La jornada concluyó con una entrevista a Jean-Michel Jarre, músico, compositor y expresidente de la CISAC, realizada por Cécile Rap-Veber, Directora General de SACEM, la sociedad francesa de autores. La conversación abordó muchos de los temas tratados a lo largo del día, y en particular la relación entre los creadores y la tecnología.
Cécile Rap-Veber criticó a las empresas de IA que intentan ampararse en el hecho de que las obras estén «disponibles públicamente» para actuar con total impunidad. «Y ahí está precisamente el gran malentendido», señaló. «Que una obra esté a disposición del público no significa que esté libre de derechos».
Jean-Michel Jarre sostuvo que «la creatividad humana es la piedra angular de la IA» y que, precisamente por ello, el sector creativo «merece recibir su parte del pastel digital, no como proveedor, sino como socio».
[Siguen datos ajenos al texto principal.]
PR #295, opened 2022-10-17
Concrete implementations for regression and classification

sfriedowitz:
This breaks apart a few generic learners that were not actually implemented in a generic manner (i.e., they required matching and casting internally to perform different operations on real/categorical data). Here is a list of changes:

1) Implements a `Standardizer[T]` interface with concrete implementations for `RegressionStandardizer <: Standardizer[Double]` and `ClassificationStandardizer[T] <: Standardizer[T]`.
2) Implements a `Bagger[T]` interface with concrete implementations for `RegressionBagger <: Bagger[Double]` and `ClassificationBagger[T] <: Bagger[T]`.
3) Moves the `MultiTaskETC...` learners into their own files in the standardizer/rotator/bagger modules
4) Misc updates to methods for readability, variable renames for consistency.

There are at least two more TODOs into this feature branch:
1) Scala naming conventions for accessor syntax on the core API
2) Implement a `TrainingRow[T]` class for how data is passed into the learners.


src/main/scala/io/citrine/lolo/bags/Bagger.scala
```diff
@@ -100,191 +115,102 @@ case class Bagger[T: ClassTag](
...
+  * @param disableBootstrap whether to disable bootstrap (useful when `method` implements its own randomization)
+  * @tparam T the type of label data
   */
-class BaggedModel[+T: ClassTag](
-    models: ParSeq[Model[T]],
-    Nib: Vector[Vector[Int]],
-    useJackknife: Boolean,
-    biasModel: Option[Model[Double]] = None,
-    rescale: Double = 1.0,
+case class ClassificationBagger[T](
```
sfriedowitz, line 180: I have been debating whether to make this class `ClassificationBager[T] <: Bagger[T]` or `ClassificationBagger <: Bagger[Any]`. 

My initial thought was that since this class is wrapping a `baseLearner[T]`, we should respect and carry through that type of label. But in practice, this is only used to wrap a `ClassificationTree <: Learner[Any]`, so the generic is not strictly necessary to make the code compile.

sfriedowitz: The same consideration applies to my implementation of `ClassificationStandardizer[T] <: Standardizer[T]`.

src/main/scala/io/citrine/lolo/bags/BaggerHelper.scala
```diff
@@ -1,71 +1,56 @@
...
   * @param models collection of trained models
   * @param trainingData on which models were trained
   * @param Nib vector (over models) of vectors (over training data) of the number of repeats in each model's bag
   * @param useJackknife whether to use jackknife for uncertainty quantification
   * @param uncertaintyCalibration whether to apply empirical uncertainty calibration
   */
-protected case class BaggerHelper(
-    models: ParSeq[Model[Any]],
-    trainingData: Seq[(Vector[Any], Any)],
+protected[bags] case class BaggerHelper(
```
sfriedowitz, line 17: The only active path through this helper class was on regression tasks, where it was used to calculate OOB errors and the uncertainty rescale. After breaking up the regression and classification baggers, I was able to make this helper type-specific for real-valued data.

src/main/scala/io/citrine/lolo/bags/MultiTaskBagger.scala
```diff
@@ -131,25 +138,23 @@ case class MultiTaskBagger(
...
+  * @param trainingData      multi-label training data
+  * @param biasModels        sequence of optional bias-correction models, one for each label
+  * @param rescaleRatios     sequence of uncertainty calibration ratios for each label
   */
 class MultiTaskBaggedTrainingResult(
     models: ParSeq[MultiTaskModel],
-    featureImportance: Option[Vector[Double]],
     Nib: Vector[Vector[Int]],
     trainingData: Seq[(Vector[Any], Vector[Any])],
-    useJackknife: Boolean,
```
sfriedowitz, line 147: Parameter dropped because it was unused in the subsequent code.

src/main/scala/io/citrine/lolo/transformers/standardizer/Standardizer.scala
```diff
@@ -0,0 +1,64 @@
+package io.citrine.lolo.transformers.standardizer
+
+import io.citrine.lolo.Learner
+import io.citrine.random.Random
+
+trait Standardizer[T] extends Learner[T] {
```
sfriedowitz, line 6: The `Standardizer[T]` and associated interfaces don't offer much in terms of code; I didn't see much between regression and classification that could be generically moved to the interface. But I still opted to implement a trait just to unify the inheritance chain between regression and classification standardizers.

src/main/scala/io/citrine/lolo/transformers/standardizer/StandardizerPrediction.scala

También recordó que todas las innovaciones tecnológicas que se han sucedido a lo largo de la historia de la música han abierto la puerta a nuevas formas de creatividad. «La tecnología también es una herramienta de democratización», añadió. «La IA es, sin duda, una herramienta extraordinaria y ofrece una gran oportunidad. No debemos verla como una amenaza. Pero tampoco el sector tecnológico ni los responsables políticos deben considerarnos como personas reacias al progreso y al futuro. Nunca debemos olvidar que las normas y las regulaciones son, en realidad, una forma de garantizar la libertad».
En su opinión, los músicos no deberían temer el impacto que la IA pueda tener sobre el arte auténtico, creado por humanos. La clave está en adaptarse a las nuevas tecnologías y aprovechar todo su potencial creativo.
«Creo que el próximo Miles Davis, el próximo Bad Bunny o la próxima Billie Eilish no tienen nada que temer», aseguró. «Como creadores, aquello que hace que nuestras obras sean originales y únicas surge, en gran medida, por accidente. Y también del hecho de que todos somos ladrones. Yo robo todo lo que veo, todo lo que leo y todo lo que escucho. Y lo interesante también está en la capacidad de apropiarse de la tecnología. Dentro de diez años, probablemente pensaremos que la década de 2020 fue la edad de oro de la IA, porque hoy se encuentra en una fase comparable a la de los inicios del cine mudo: con sus imperfecciones, sus accidentes y sus limitaciones».
En definitiva, es necesario proteger el arte y fomentar la innovación tecnológica, pero no a costa del primero ni de la protección que merece. «Nunca deberíamos olvidar que lo que hace grande a un país o a una civilización es su cultura», recordó. «La cultura no es enemiga de los beneficios».